She’s the “it girl” of the screen right now with lead roles in a hit TV soapie and two upcoming movies. Meet Durban’s Jailoshini Naidoo
I’m relieved when Jailoshini bounces into the Musgrave restaurant where we’re finally meeting for a chat. After a good few weeks of my stalker behaviour, it’s good to see her in the flesh, as fresh and lovely as she looks on the screen.
Her reticence about the interview was not because she’s a diva, but because she has so little spare time.
Working 12 hours a day Monday to Friday filming the e.tv drama Imbewu: The Seed and hosting a Lotus FM radio show on Saturdays doesn’t leave much leeway. Add her MC work and throw in a few movies and it’s no wonder she’s hard to get.
But when you do pin her down, you get the very best of one of Durban’s most prolific stars, who also happens to be really grounded and totally captivating.
On January 25, 2019 she returned to the silver screen in
3 Days To Go, a local family drama in which she plays Melissa Isaac, one of four dysfunctional siblings who return home for their father’s funeral.
“It’s a beautiful movie which tells the familiar story of siblings who pretend their lives are perfect when they’re actually terrible,” says Jailoshini. “I’m the oldest sister who has a complicated and miserable life with an abusive husband and a wayward daughter. Simply, I’m washed out.”
It’s an interesting role for Jailoshini whose real self is so far removed from Melissa’s character. “It certainly extended me as an actress and made me dig deep, which is great because I would hate to be stereotyped.”
She loved working with writer and director Bianca Isaac for the first time, was “charmed” to work with Indian actress Lillete Dubey (who plays her mother) and was thrilled to be reunited with her “old” friend Leeanda Reddy, who plays one of her sisters.
“Working together was great fun and we are all so proud that the film was entirely made in and around Durban, with the family home set in Kloof. From the beaches to the city, it really showcases Durban and its people.”
Another movie in which Jailoshini plays a lead role is Keeping Up With The Kandasamys which was released in 2016 to become South Africa’s highest grossing movie worldwide.
She reprises her role as Jennifer Kandasamy in the sequel Kandasamys: The Wedding due for release in April this year, which Jailoshini promises will be “bigger and better” than the first movie.
The shy young Chatsworth girl who only discovered her love for drama in high school is not only an acclaimed film and TV actress, but also an accomplished comedian and an award-winning stage actress, whose one-woman play At The Edge is legendary.
Until 10 years ago she was also a full-time drama teacher. “I majored in Education, English and Drama at the University of Durban Westville and although I wanted to act, my family didn’t think it was a real job.”
“When I walked into the campus drama department, I knew I was home.
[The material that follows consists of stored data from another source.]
PR #2547, opened 2026-09-03
Keep the Fern API reference in sync with the sources

### LINKED ISSUE #2546: [DOC] Stale API Docs
## Report incorrect documentation

The cuVS API reference pages under `fern/pages/*_api/` are generated by `fern/scripts/generate_api_reference.py`, but in practice it is rarely run. To make things worse, individual generated pages get hand-edited (or maybe agent-edited), and CI can't catch the resulting drift because `fern/build_docs.sh` regenerates before running `fern check`, so it always validates freshly-generated output rather than what's committed.

I just ran the generator, and noticed that it touched 61 pages, adding 102 symbols that had never been documented and removing 33 that no longer exist in the source. At the moment the docs had drifted roughly five weeks.

imotov:
The generated API reference under `fern/pages/*_api/` had drifted roughly five weeks behind the code, because `fern/scripts/generate_api_reference.py` is rarely run and CI can't detect it - `fern/build_docs.sh` regenerates *before* running `fern check`, so it validates freshly-generated output rather than what's committed.

This PR consists of two commits:

- **`7e0b8ee97` Add fern docs generation to pre-commit** - adds a `fern-api-reference` hook that regenerates the pages and fails if they differ from what's committed, so drift can't accumulate again (CI picks this up for free via `ci/check_style.sh`). Also fixes four generator bugs it surfaced: the nav losing `pages/api_reference.md`, `"Neighbors IVF RaBitQ"` being rewritten to `"Rabitq"`, `private` members appearing under "Public Members", and Java nav entries reading `"Com Nvidia cuVS Cuvsdevicematrix"` instead of `CuVSDeviceMatrix`. Adds `--quiet` so the hook's output stays readable.
- **`76f998d77` Update all stale documents** - this commit is huge but it contains only the resulting regeneration.

Fixes #2546


jameslamb (approved):
love this pattern. As long as it doesn't take too long to long to run locally, approed.

cjnolet (approved):

PR #2548, opened 2026-09-03
Generate cubins from `cutile` at build time and embed them in C++ DSO

divyegala:
This takes advantage of the existing JIT LTO infrastructure and builds on top of it.

### DIFF
--- a/cpp/cmake/modules/compute_matrix_product.cmake
+++ b/cpp/cmake/modules/compute_matrix_product.cmake
@@ -8,6 +8,9 @@
 include_guard(GLOBAL)
 
 function(cuvs_find_build_python output_var)
+  # cuTile is a build dependency. In conda builds, it is installed in BUILD_PREFIX while CMake's
+  # default search can resolve the host interpreter from PREFIX instead. Use the build prefix so
+  # configure-time matrix expansion and build-time kernel exports see the cuTile package.
   if(DEFINED ENV{BUILD_PREFIX})
     set(Python_ROOT "$ENV{BUILD_PREFIX}")
   endif()
--- a/cpp/cmake/modules/compute_matrix_product.cmake
+++ b/cpp/cmake/modules/compute_matrix_product.cmake
@@ -1,11 +1,22 @@
 # =============================================================================
 # cmake-format: off
-# SPDX-FileCopyrightText: Copyright (c) 2025-2026, NVIDIA CORPORATION.
+# SPDX-FileCopyrightText: Copyright (c) 2025-2026, NVIDIA CORPORATION & AFFILIATES. All rights reserved.
 # SPDX-License-Identifier: Apache-2.0
 # cmake-format: on
 # =============================================================================
 
 include_guard(GLOBAL)
+
+function(cuvs_find_build_python output_var)
+  if(DEFINED ENV{BUILD_PREFIX})
+    set(Python_ROOT "$ENV{BUILD_PREFIX}")
+  endif()
+  find_package(Python REQUIRED COMPONENTS Interpreter)
+  set(${output_var}
+      "${Python_EXECUTABLE}"
+      PARENT_SCOPE
+  )
+endfunction()
 
 function(compute_matrix_product output_var)
   set(options)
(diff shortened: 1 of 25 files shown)


cpp/cmake/modules/compute_matrix_product.cmake
```diff
@@ -1,32 +1,45 @@
...
+  if(DEFINED ENV{BUILD_PREFIX})
+    set(Python_ROOT "$ENV{BUILD_PREFIX}")
+  endif()
+  find_package(Python REQUIRED COMPONENTS Interpreter)
+  set(${output_var}
+      "${Python_EXECUTABLE}"
+      PARENT_SCOPE
+  )
+endfunction()
+
```
KyleFromNVIDIA, line 23: Why has this function been added? What changed to make the plain `find_package()` insufficient?

cpp/cmake/modules/generate_cutile_kernels.cmake
```diff
@@ -0,0 +1,287 @@
...
+
+  compute_matrix_product(matrix_product MATRIX_JSON_FILE "${_CUTILE_MATRIX_JSON_FILE}")
+
+  string(JSON len LENGTH "${matrix_product}")
+  math(EXPR last "${len} - 1")
+
+  # cmake-lint: disable=C0103,E1120
+  foreach(i RANGE "${last}")
+    string(JSON matrix_json_entry GET "${matrix_product}" "${i}")
+    process_cutile_matrix_entry(
```
KyleFromNVIDIA, line 254: Please update `cpp/cmake/config.json` to recognize this function.

cpp/cmake/modules/generate_cutile_kernels.cmake
```diff
@@ -0,0 +1,287 @@
...
+  endif()
+  if(NOT _CUTILE_KERNEL_PYTHON)
+    message(FATAL_ERROR "generate_cutile_kernels: KERNEL_PYTHON is required")
+  endif()
+
+  _cutile_kernels_setup(
+    MATRIX_JSON_FILE "${_CUTILE_MATRIX_JSON_FILE}" OUTPUT_DIRECTORY "${_CUTILE_OUTPUT_DIRECTORY}"
+  )
+  if(NOT _CUTILE_SETUP_OK)
+    generate_cutile_kernels_stub()
```
KyleFromNVIDIA: This has no effect. The newly-set `CUVS_CUTILE_ENABLED` will be lost as soon as this function returns.

KyleFromNVIDIA (changes requested):

cpp/cmake/modules/compute_matrix_product.cmake
divyegala: `find_package` looks in `PREFIX` which is the `host` conda environment and not the build one. Adding hints to that function did not help.

cpp/include/cuvs/detail/jit_lto/TileAlgorithmPlanner.hpp
```diff
@@ -0,0 +1,70 @@
...
+#include <vector>
+
+#include <rtcx/algorithm_launcher.hpp>
+
+namespace cuvs::detail::jit_lto {
+
+struct TileLauncherCache {
+  std::shared_mutex mutex;
+  std::unordered_map<std::string, std::shared_ptr<rtcx::algorithm_launcher>> launchers;
+  std::unordered_set<std::string> build_failed;
```
tarang-jain: Question (for my own understanding): why do we need to keep track of failed builds here? We are not doing that in the caches for the other algos, right?
A failed compilation would be permanently abandoned i.e. it wont be attempted again?

divyegala: Yes, this is specifically to make sure we don't attempt to keep loading `cutile` when it has already determined that it is not available to avoid repeated calls to the cuda runtime. Between no availability for CUDA 12 or some devices on CUDA 13 (sm75), this helps to quickly exit.

cpp/cmake/modules/generate_cutile_kernels.cmake
```diff
@@ -0,0 +1,276 @@
...
+    return()
+  endif()
+
+  cuvs_find_build_python(Python3_EXECUTABLE)
+
+  find_program(
+    CUTILE_BIN2C
+    NAMES bin2c
+    PATHS ${CUDAToolkit_BIN_DIR} REQUIRED
+  )
```
KyleFromNVIDIA, line 52: CMake 4.3 adds its own `bin2c` implementation. When we require 4.3, I would like to use it.

KyleFromNVIDIA (approved):

cpp/include/cuvs/detail/jit_lto/TileAlgorithmPlanner.hpp
```diff
@@ -0,0 +1,74 @@
...
+namespace cuvs::detail::jit_lto {
+
+struct CutileRuntimeCapabilities;
+
+struct TileLauncherCache {
+  std::shared_mutex mutex;
+  std::unordered_map<std::string, std::shared_ptr<rtcx::algorithm_launcher>> launchers;
+  // Cache expected compatibility misses so an unsupported module is not loaded on every call.
+  // Unexpected CUDA errors are raised rather than inserted here.
+  std::unordered_set<std::string> unavailable_launchers;
```
tarang-jain, line 29: Oh this is better! Correct my understanding but maybe we could skip iterating over those unavailable combos in the first place rather than doing unordered_set + find here? But approving!

tarang-jain (approved):

cpp/include/cuvs/detail/jit_lto/TileAlgorithmPlanner.hpp
divyegala: There might be some unknown load failures even after the unavailable combos have been filtered through

PR #2555, opened 2026-09-04
Expose Vamana build and serialize through cuvs-java

shaunakkapur:
## Description

Adds a public `cuvs-java` API for building and serializing Vamana indexes using the generated Panama bindings that already exist.

The API follows the existing CAGRA provider pattern:

- `VamanaIndex` exposes build, dimensions, and DiskANN serialization.
- `VamanaIndexParams` exposes the native build parameters with Java-side validation.
- `VamanaIndexImpl` owns the native handle and preserves the lifetime of a dataset view.
- `CuVSProvider`, `JDKProvider`, and `UnsupportedProvider` expose the new builder.
- The Vamana documentation gains Java examples.

`serialize(Path filePrefix, boolean includeDataset)` intentionally accepts a path prefix because the native call can write the graph at that prefix and the dataset at `<prefix>.data`.

The integration tests cover supported host and device datatypes, both native L2 metrics, dimensions, serialization layout, parameter validation, and resource ownership. This includes the float16 and device-backed paths added by the current native Vamana implementation.

## Scope

This PR is build-and-serialize only. It does not add Vamana search, deserialization, `sector_aligned`, AiSAQ layout changes, or `cuvs-lucene` integration because those capabilities are not exposed by the current Vamana C API or belong to later work.

## Testing

All 19 tests in `VamanaBuildAndSerializeIT` pass in CI on both CUDA 12.9 and 13.3, alongside the existing unit tests, the Lucene build, and the C++ matrix. The suite covers float32 and unsigned byte builds, float16 on a device-backed matrix, both serialization modes, the DiskANN file layout assertions, `L2SqrtExpanded`, parameter validation against the native `RAFT_EXPECTS` checks, dataset ownership, and lifecycle.

Also verified locally against a `libcuvs.so` built from current `main`:

- `mvn verify`, 19 of 19 plus the existing unit tests
- `mvn spotless:check` and `ci/checks/run_spotless.sh`, no rewrites
- `javadoc:javadoc` with `doclint all,-missing`
- `cuvs-lucene` `test-compile` against the installed jar

An earlier run failed in `conda-cpp-build` on a RAFT and ucxx mismatch in the build environment, in `raft/comms/detail/std_comms.hpp`. That was unrelated to this PR, which contains no C++ or CMake changes, and it has since been resolved upstream.


java/cuvs-java/src/main/java/com/nvidia/cuvs/spi/CuVSProvider.java
```diff
@@ -136,6 +136,18 @@ BruteForceIndex.Builder newBruteForceIndexBuilder(CuVSResources cuVSResources)
...
       throws UnsupportedOperationException;
 
+  /**
+   * Creates a new VamanaIndex Builder.
+   * <p>
+   * This is a {@code default} method rather than an abstract one so that
+   * providers written against an earlier version of this interface keep
+   * compiling.
+   */
+  default VamanaIndex.Builder newVamanaIndexBuilder(CuVSResources cuVSResources)
```
imotov, line 146: I think it might be the best not make this default. I just realize that by making this default we are missing actually needed override in FilterCuVSProvider.

fern/pages/java_api/index.md
```diff
@@ -18,6 +18,8 @@ These pages are generated from the Java source files in `java/cuvs-java/src/main
 - [LibraryException](/api-reference/java-api-com-nvidia-cuvs-libraryexception)
 - [RowView](/api-reference/java-api-com-nvidia-cuvs-rowview)
 - [SynchronizedCuVSResources](/api-reference/java-api-com-nvidia-cuvs-synchronizedcuvsresources)
+- [VamanaIndex](/api-reference/java-api-com-nvidia-cuvs-vamanaindex)
+- [VamanaIndexParams](/api-reference/java-api-com-nvidia-cuvs-vamanaindexparams)
```
imotov, line 22: These two should probably go to the Nearest Neighbors section. Might require updating with this list https://github.com/NVIDIA/cuvs/blob/279febcd516acd31a8e680004816f2e3c4a07faf/fern/scripts/generate_api_reference.py#L3034-L3041

imotov (approved):
LGTM

Issue #2537, opened 2026-08-31
[BUG] ivf_rabitq needs seralize & deserilize steps before the index is searchable


tfeher:
**Describe the bug**

If I run `ivf_rabitq::build()` followed by `ivf_rabitq::search()`, it will not return correct neighbors. In contrast, other indices work correctly: an index reutrned by `build()` is searchable (assuming it fits memory).

To get correct results from the `ivf_rabitq` index we need to save to file and load again. This step is included in cuvs-bench as well as the unit tests.

**Steps/Code to reproduce bug**
In the following example if `save_load` is true, then recall would be correct, otherwise 0.

```c++
    cuvs::neighbors::ivf_rabitq::index_params index_params;
    index_params.n_lists      = n_lists;
    index_params.bits_per_dim = bits_per_dim;

    auto index = cuvs::neighbors::ivf_rabitq::build(
      res, index_params, raft::make_const_mdspan(d_dataset.view()));

    std::string save_path = "ivf_rabitq_minimal.ibin";
    if (save_load) {
      cuvs::neighbors::ivf_rabitq::serialize(res, save_path, index);
      cuvs::neighbors::ivf_rabitq::deserialize(res, save_path, &index);
    }

    cuvs::neighbors::ivf_rabitq::search_params search_params;
    search_params.n_probes = n_probes;
    cuvs::neighbors::ivf_rabitq::search(res,
                                        search_params,
                                        index,
                                        raft::make_const_mdspan(d_queries.view()),
                                        d_neighbors.view(),
                                        d_distances.view());
```

**Expected behavior**
It is expected that we can search right after build, without saving/loading the dataset.

**Additional context**

Full example code to illustrate the bug
https://gist.github.com/tfeher/77f9e956f4bc66747fb5be0996961c54

Usage
```
./RABITQ_MINIMAL 10000 128 64 8 8 rabitq 0
./RABITQ_MINIMAL 10000 128 64 8 8 rabitq 1
```

PR #2521, opened 2026-08-28
Migrate stream APIs from rmm::cuda_stream_view to cuda::stream_ref

bdice:
## Summary

Track the coordinated migration of stream APIs and call sites from `rmm::cuda_stream_view` to CCCL's `cuda::stream_ref`. This propagates `cuda::stream_ref` through RMM containers and memory resources, RAFT resource and handle APIs, downstream C++ interfaces, Python/Cython bindings, benchmarks, tests, and documentation.

This migrates affected cuVS API signatures and internal call sites while extracting raw stream handles only where CUDA, generated/JIT, or legacy APIs require them.

Depends on rapidsai/rmm#2372 and NVIDIA/raft#3129.

Tracked in rapidsai/build-planning#318.

## Migrations

- Pass `cuda::stream_ref` through stream pools, resource accessors, conditionals, and downstream APIs without converting to `rmm::cuda_stream_view`
- Use `cuda::stream_ref` constructions for default/legacy/per-thread streams
  - `rmm::cuda_stream_default` ➡️ `cuda::stream_ref{cudaStream_t{cudaStreamDefault}}`
  - `rmm::cuda_stream_legacy` ➡️ `cuda::stream_ref{cudaStreamLegacy}`
  - `rmm::cuda_stream_per_thread` ➡️ `cuda::stream_ref{cudaStreamPerThread}`
- Use `.get()` when calling an API that requires a raw `cudaStream_t`, including CUDA runtime, library, CUB, and legacy API boundaries (previously `rmm::cuda_stream_view` used `value()`)
- Use `.sync()` when synchronizing a `cuda::stream_ref` (previously `rmm::cuda_stream_view` used `synchronize()`)
- Update Cython declarations and call sites to pass stream references directly where supported

PR #2557, opened 2026-09-05
Adopt CUDA stream compatibility accessors

bdice:
## Summary

Use the `get()` and `sync()` compatibility aliases added in [RMM #2537](https://github.com/rapidsai/rmm/pull/2537). These spellings are shared by `rmm::cuda_stream_view` and `cuda::stream_ref`.

This preserves existing stream types and public APIs while extracting mechanical accessor updates from the broader [stream migration](https://github.com/rapidsai/build-planning/issues/318). It is independently buildable without [RMM #2372](https://github.com/rapidsai/rmm/pull/2372) and leaves the migration PR focused on actual type and signature changes.

This updates raw CUDA, library, kernel-launch, and legacy API boundaries throughout cuVS while preserving current stream types. Changes that require RAFT to return `cuda::stream_ref` remain in [cuVS #2521](https://github.com/NVIDIA/cuvs/pull/2521).


bdice:
Validated this preparation branch against RMM `upstream/main`: the local `-j0` build completed and the focused IVF-PQ test passed. The dependent migration PR #2521 has been rebased onto this branch.

bdice:
Added commit 62aaa352 to cover the final two debug-only `RAFT_CHECK_CUDA` raw-stream boundaries in Vamana and IVF-PQ. This preparation head builds successfully with `build-cuvs -j0` against RMM `upstream/main` and the RAFT preparation branch.

divyegala (approved):

PR #2564, opened 2026-09-08
wheels: get 'tileiras' from system install, not 'cuda-toolkit' wheels

jameslamb:
Follow-up to https://github.com/NVIDIA/cuvs/pull/2548

Contributes to https://github.com/rapidsai/build-planning/issues/324

* switches to wheel builds and `pip` devcontainers getting `tileiras` from the system-installed CTK, not `cuda-toolkit` wheels.

### Benefits of the `tileiras` change

* one less version to need to remember to update when we bump the CTK version we build against
* consistent with how we get NVCC from the system install, not wheels
* removes a source of patching in DLFW builds (where a system CTK is always preferred to one provided by wheels)

### How I tested this

relied on CI


dependencies.yaml
```diff
@@ -429,23 +429,14 @@ dependencies:
           - libcusolver-dev
           - libcusparse-dev
           - libnvjitlink-dev
+  # NOTE: 'tileiras' is needed too, but in CI that's provided by a system-installed CTK.
```
KyleFromNVIDIA: Please update this comment to clarify that we are deliberately going against the "Installing from PyPI" advice at https://pypi.org/project/cuda-tile/.

KyleFromNVIDIA (changes requested):

bdice (approved):

dependencies.yaml
jameslamb:
```suggestion
  # NOTE: 'tileiras' is needed too, but in CI that's provided by a system-installed CTK, so
  #              we do not use the [tileiras] extra recommended at https://pypi.org/project/cuda-tile/
```

ok.

KyleFromNVIDIA (approved):

PR #2565, opened 2026-09-08
Fix CMake discovery for wheel dependencies

bdice:
Adds wheel prefix discovery and propagates KvikIO through the installed cuVS CMake target to fix cuML builds in https://github.com/NVIDIA/cuml/pull/8573.

Part of rapidsai/build-planning#325.


jameslamb (approved):
These changes look like exactly what we want, thanks for fixing the `kvikio` linking and sorry I missed that in my review of #2257 .

I'm not in the `cuvs-cmake-codeowners` group, but approving anyway to show my support for this.

cjnolet (approved):

PR #105, opened 2024-05-08
Determine why tests in some PRs are failing

robertmaynard:

PR #2568, opened 2026-09-09
cuTile smoke test: add sm_121 fragment for GB10, document a driver JIT-link gap

zbrad:
## Summary

GB10 (compute capability 12.1, DGX Spark) rejects `cutile_smoke`'s only embedded cubin (`sm_120`) at `cudaLibraryGetKernel` with `cudaErrorNoKernelImageForDevice`, despite matching `find_compatible_cubin_fragment()`'s same-major/lower-minor forward-compatibility rule. Confirmed empirically on real GB10 hardware that this "forward compatible within a major family" assumption doesn't hold here.

- Adds an exact-match `cutile_arch_12_1` / `sm_121` fragment.
- `sm_121a` (the family-conditional target) isn't reachable yet — `tileiras` in the currently-published `cuda-tile` doesn't support any `-a` suffixed `--gpu-name` target (confirmed by testing `sm_90a`/`sm_100a`/`sm_120a`/`sm_121a`, all rejected identically); filed as [NVIDIA/cutile-python#105](https://github.com/NVIDIA/cutile-python/issues/105).
- Corrects `find_compatible_cubin_fragment()`'s doc comment, which stated cubins are forward compatible across minor revisions within a major family — not true for this device.

## A second, independent finding

Fixing the above surfaced a separate problem: actually *launching* any cuTile-compiled kernel on this GB10 box fails with `cudaErrorJitCompilerNotFound`. Traced via `strace` to a real, confirmed cause: `libnvidia-gpucomp.so`, needed at kernel-launch time to complete a runtime relocation cuTile's cubins carry (`.rela.nv.constant4` against `___NV_TILE_LAUNCH...`, absent from a plain nvcc-compiled cubin through the identical `cudaLibraryLoadData`/`cudaLibraryGetKernel`/`cudaLaunchKernelExC` sequence — that path works fine), isn't shipped by the driver branch tested against (580.173.02).

Since `is_expected_cutile_unavailable()` already treats `cudaErrorJitCompilerNotFound` as an expected-unavailable condition for the *load* step, `LaunchesCompatibleCubin` now also tolerates it at launch time (skip, not fail) for consistency. A new `CutileSmoke.RequiresJitLinkCapableDriver` test deliberately does **not** tolerate it, so this gap stays visible rather than silently skipped — it's expected to start passing once a driver ships the missing component, which is the signal to fold its guarantee back into `LaunchesCompatibleCubin` and delete both.

## Testing

- `CutileSmoke.ResolvesEveryEmbeddedArchitecture` — updated for the new fragment, verified passing.
- `CutileSmoke.LaunchesCompatibleCubin` — was failing (`ASSERT_NE(launcher, nullptr)`), now resolves the launcher correctly (confirms the arch fix); skips cleanly on this driver due to the second issue above.
- `CutileSmoke.RequiresJitLinkCapableDriver` (new) — fails as expected/documented on this driver branch.
- Rest of the GB10 gtest suite (34/35 binaries, ~8000+ tests) run clean against this change; the one other failure (`CLUSTER_TEST`, a KMeans++ random-subsample tolerance flake) is unrelated and reproducibly flaky independent of this change.

Assisted-by: Claude


cpp/tests/detail/jit_lto/cutile_smoke.cu
```diff
@@ -85,51 +153,55 @@ TEST(CutileSmoke, LaunchesCompatibleCubin)
...
+// LaunchesCompatibleCubin above -- this is expected to FAIL on any driver
+// branch missing libnvidia-gpucomp.so (confirmed absent from the pinned
+// 580.173.02 branch via strace; only present in an untested 595.45.04
+// package cached locally, not installed). Excluded from tuned/full_test.sh's
+// release gate (see that script) precisely so it stays red and visible
+// instead of silently passing or silently being skipped -- once a driver
+// upgrade ships the missing component, this test starts passing on its own,
+// which is the signal to fold its guarantee back into LaunchesCompatibleCubin
+// and delete this test and the skip branch above.
+TEST(CutileSmoke, RequiresJitLinkCapableDriver)
```
divyegala: This test needs to be opt-in, otherwise it will fail on machines that have an embedded cubin but their drivers are not JIT capable

divyegala (changes requested):
Thank you for catching this bug! Could you please re-target to `release/26.10` branch?

cpp/tests/detail/jit_lto/cutile_smoke.cu
```diff
@@ -85,51 +168,59 @@ TEST(CutileSmoke, LaunchesCompatibleCubin)
...
+    // failure, so a legitimately-missing driver component surfaces here as a
+    // generic runtime_error rather than a typed cudaError_t we could re-check
+    // against is_expected_cutile_unavailable() (which already treats
+    // cudaErrorJitCompilerNotFound as expected-unavailable, but only for the
+    // *load* step). Match on the same error name for the launch step: some
+    // driver branches don't ship the component cuTile's cubins need to
+    // complete their runtime relocation at launch time -- see
+    // DISABLED_RequiresJitLinkCapableDriver below, which tracks this
+    // explicitly.
+    if (std::string(e.what()).find("cudaErrorJitCompilerNotFound") != std::string::npos) {
```
dantegd, line 184: Could we handle this consistently for both eager and lazy module loading? With CUDA_MODULE_LOADING=EAGER, cudaLibraryLoadData can return cudaErrorJitCompilerNotFound, which try_get_launcher() turns into nullptr; the earlier ASSERT_NE then fails before we reach this skip. With LAZY, the same error is handled here.

cpp/include/cuvs/detail/jit_lto/cutile_module.hpp
```diff
@@ -30,8 +30,13 @@ struct CutileModuleImage {
 /**
  * Selects the newest compatible cubin in the device's compute-capability major family.
  *
- * CUDA cubins are forward compatible across minor revisions within a major family, so an SM 8.9
- * device can load SM 8.6 SASS and an SM 12.1 device can load SM 12.0 SASS.
+ * CUDA cubins are *usually* forward compatible across minor revisions within a major family (an
```
dantegd, line 33: This is more of a limitation of cuTile artifactos or in general?

cpp/include/cuvs/detail/jit_lto/cutile_arch_tags.hpp
```diff
@@ -39,6 +39,19 @@ struct cutile_arch_12_0 {
   static constexpr int cc_minor = 0;
 };
 
+/**
+ * GB10 (DGX Spark, compute capability 12.1) does not accept the base sm_120
+ * cubin as forward-compatible SASS -- cudaLibraryGetKernel rejects it with
+ * cudaErrorNoKernelImageForDevice despite same-major/lower-minor. This exact
+ * cc_major.cc_minor target is required. See NVIDIA/cutile-python#105 for why
+ * this isn't sm_121a (cuTile's tileiras doesn't support family-conditional
```
dantegd, line 47: [Issue #105](https://github.com/NVIDIA/cutile-python/issues/105) shows that tileiras rejects the a suffix, but I don’t see whether sm_120f was tried. Could we update the wording and mention sm_120f if it was also tested?

dantegd (changes requested):
Couple of general questions:

- The PR description says this test should start passing once the driver issue is fixed, but it’s now DISABLED_ and I couldn’t find any CI invocation that enables disabled tests. Could we describe it as a manual check and link a tracking issue, or add a non-gating GB10 job if it’s meant to signal when the issue is fixed?
- This also makes the current availability contract a little misleading. tileir_compat.hpp says compatible SASS needs no driver JIT, and TileAlgorithmPlanner.cpp can cache a launcher before its first dispatch, but this PR shows that launch can still fail because a driver-side component is missing. Since there aren’t production callers yet (right?), could we at least update the docs and track a structured late-unavailable path as a follow-up?

divyegala:
@zbrad we have decided to not host a specific `sm121` cubin. However, the bug should now be resolved and `sm121` will now use the old non-cutile backend.

We appreciate your contribution, and please feel free to close the PR or propose a different plan.

zbrad:
> @zbrad we have decided to not host a specific `sm121` cubin. However, the bug should now be resolved and `sm121` will now use the old non-cutile backend.
> 
> We appreciate your contribution, and please feel free to close the PR or propose a different plan.

Just to be clear, the "cutiles will not host sm121" means that the entire NVIDIA DGX Spark series will not be able to use cutiles?  So long as that is stated in requirements, that covers disclosure.  Could you also clarify if that means cutiles will not be supported on the upcoming RTX laptops?  I think they share the same architecture, but I don't have visibility into that.

divyegala:
> Just to be clear, the "cutiles will not host sm121" means that the entire NVIDIA DGX Spark series will not be able to use cutiles? So long as that is stated in requirements, that covers disclosure. Could you also clarify if that means cutiles will not be supported on the upcoming RTX laptops? I think they share the same architecture, but I don't have visibility into that.

Yes, at least temporarily. We are working on a solution to support cutile on DGX Spark and RTX laptops ASAP. The only solution available at the moment without embedding a cubin is to use driver JIT. Is there a specific reason you'd like to use cutile-backed KMeans on DGX Spark? KMeans will still be available via cutlass otherwise.

PR #2579, opened 2026-09-09
brute_force_prefiltered test warp boundary but with less input

robertmaynard:
For the longest running test items in brute_force_prefiltered.cu we can do a tweaks to improve runtime:
* Use smaller input dim values which aren't a multiple of the vector width to still validate serial trailing loads 
* Increase the sparsity but keep about the `kSddmmMaxSelectivity` threshold  

These combine together to remove 20 minutes from `NEIGHBORS_TEST` .


tfeher (approved):
LGTM, thanks @robertmaynard!

PR #1791, opened 2019-07-06
 Run statements in the second argument of `assert`

### LINKED ISSUE #1390: Statements pulled out of the second argument of (assert) aren't added to the AST
$ echo '(assert (do (f1) (f2)) (do (f3) (f4)))' |  hy2py
    f1()
    assert f2(), f4()

Given [how the Python language reference describes `assert`](https://docs.python.org/3/reference/simple_stmts.html#the-assert-statement), I guess this should compile to:

```Python
if __debug__:
    f1()
    if not f2():
        f3()
        assert not 1, f4()
```

Kodiologist:
Fixes #1390.

### DIFF
--- a/hy/compiler.py
+++ b/hy/compiler.py
@@ -402,21 +402,11 @@ class HyASTCompiler(object):
         ret = Result()
         for module, names in self.imports.items():
             if None in names:
-                e = HyExpression([
-                        HySymbol("import"),
-                        HySymbol(module),
-                    ]).replace(expr)
-                ret += self.compile(e)
+                ret += self.compile(mkexpr('import', module).replace(expr))
             names = sorted(name for name in names if name)
             if names:
-                e = HyExpression([
-                        HySymbol("import"),
-                        HyList([
-                            HySymbol(module),
-                            HyList([HySymbol(name) for name in names])
-                        ])
-                    ]).replace(expr)
-                ret += self.compile(e)
+                ret += self.compile(mkexpr('import',
+                    mklist(module, mklist(*names))))
         self.imports = defaultdict(set)
         return ret.stmts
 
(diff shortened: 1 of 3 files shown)


hy/compiler.py
```diff
@@ -324,6 +324,18 @@ def is_unpack(kind, x):
             and x[0] == "unpack-" + kind)
 
 
+def make_hy_model(outer, x, rest):
+   return outer(
+      [HySymbol(a) if type(a) is str else
+              a[0] if type(a) is list else a
+          for a in x] +
+      (rest or []))
+def E(*items, **kwargs):
```
refi64: I can understand the rationale for having these factored out and to be concise, but I'm not a fan of single-character names for global functions...

Kodiologist: What about `HE` and `HL`, for `HyExpression` and `HyList`?

refi64: Ehh, I just don't want the compiler to have an overabundance of these short-named functions. I guess the primary reason this exists is just to let us write Hy to be compiled inside of the compiler, in which case IMO there are probably more elegant ways to handle it (I've been toying with some ideas that I'll probably file in a separate issue/rfc). Just...not a fan of these functions for now.

Kodiologist: I think only two are necessary, which doesn't seem like an overabundance to me. But to be clear, what do you need from me for this PR?

refi64: Err true 😅 Could this change just be separate from the assert fix for now?

Kodiologist: But the assert fix uses the new functions. Are you asking me to rewrite it without them?

refi64: Gah, could we just do something like `mkexpr` or similar for now, not quite as short but shorter than `HyExpression` with manually passing everything over.

Kodiologist: Done.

I lived and breathed theatre, but I decided teaching was my safety net.”
She kept both jobs for several years, and still managed to work as an M-Net continuity TV presenter.
“I’d finish school on a Friday afternoon, fly to Joburg and work all weekend and then fly back on the red-eye on a Monday morning in time to get to school,” she laughs.
The woman with the loveable Aunty Rumba alter ego thanks her role as the “colourful, coloured hobbo” Natasha in Themi Venturas’s production of Jimbo at the Playhouse as being a turning point in her career.
“It got me an interview with SABC’s Eastern Mosaic where I then worked as an anchor presenter for ten years travelling all over the country and the world. It also introduced me to Durban producer Steven Stead, who I subsequently did a lot of work with and who is now one of my closest friends.”
While she has tried every performing genre with great success, it is still the stage that truly captures her heart.
“I love them all, but it’s the smell and feel of a theatre, having the audience right there and the immediacy of their reaction that feeds my soul,” she says. “TV and film are a lot of hurry-up-and-wait – you need the patience of a saint.
“A lot of people want to be actors because they think it’s glamorous and they’ll be famous. It’s bloody hard work and fame should have nothing to do with it. It’s a crazy life and if you don’t have the passion, you’ll never have the longevity.”
Jailoshini has the passion in spades and the energy to match. “Everything I do is on fast forward and I always feel like I am rushing to get somewhere or do something.” Which is why she loves nothing more on a rare night off than putting her jarmies on and watching TV. “Having time out with myself or my closest friends – where I can just be me – is the most delicious and special thing.”